Task item:
Below are some records. Reproduce them exactly from their first line through the line with "There was another", inclusive.

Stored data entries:
= = = = =
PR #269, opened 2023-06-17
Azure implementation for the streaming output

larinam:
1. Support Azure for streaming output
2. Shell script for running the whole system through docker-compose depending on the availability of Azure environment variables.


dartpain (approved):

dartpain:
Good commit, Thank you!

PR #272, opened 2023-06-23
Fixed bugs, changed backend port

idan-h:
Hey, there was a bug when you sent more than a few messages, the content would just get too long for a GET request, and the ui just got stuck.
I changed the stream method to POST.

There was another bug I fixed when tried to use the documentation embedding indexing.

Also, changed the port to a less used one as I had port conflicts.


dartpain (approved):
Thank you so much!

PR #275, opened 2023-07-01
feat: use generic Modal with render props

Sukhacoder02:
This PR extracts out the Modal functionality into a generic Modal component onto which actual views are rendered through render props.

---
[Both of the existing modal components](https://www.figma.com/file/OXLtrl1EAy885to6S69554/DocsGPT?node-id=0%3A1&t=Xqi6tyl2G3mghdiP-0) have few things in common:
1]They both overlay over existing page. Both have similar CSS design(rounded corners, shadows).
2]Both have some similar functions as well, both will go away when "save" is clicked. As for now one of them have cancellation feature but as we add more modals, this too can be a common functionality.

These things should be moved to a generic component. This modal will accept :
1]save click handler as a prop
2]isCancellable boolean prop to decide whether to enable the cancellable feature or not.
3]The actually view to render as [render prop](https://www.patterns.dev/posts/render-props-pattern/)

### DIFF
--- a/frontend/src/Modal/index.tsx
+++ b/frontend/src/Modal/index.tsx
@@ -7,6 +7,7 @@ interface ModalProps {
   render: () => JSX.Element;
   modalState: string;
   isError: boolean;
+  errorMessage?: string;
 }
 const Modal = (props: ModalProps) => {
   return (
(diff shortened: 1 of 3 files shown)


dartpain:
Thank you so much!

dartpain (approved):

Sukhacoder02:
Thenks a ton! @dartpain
= = = = =
Output of the task:
PR #269, opened 2023-06-17
Azure implementation for the streaming output

larinam:
1. Support Azure for streaming output
2. Shell script for running the whole system through docker-compose depending on the availability of Azure environment variables.


dartpain (approved):

dartpain:
Good commit, Thank you!

PR #272, opened 2023-06-23
Fixed bugs, changed backend port

idan-h:
Hey, there was a bug when you sent more than a few messages, the content would just get too long for a GET request, and the ui just got stuck.
I changed the stream method to POST.

There was another bug I fixed when tried to use the documentation embedding indexing.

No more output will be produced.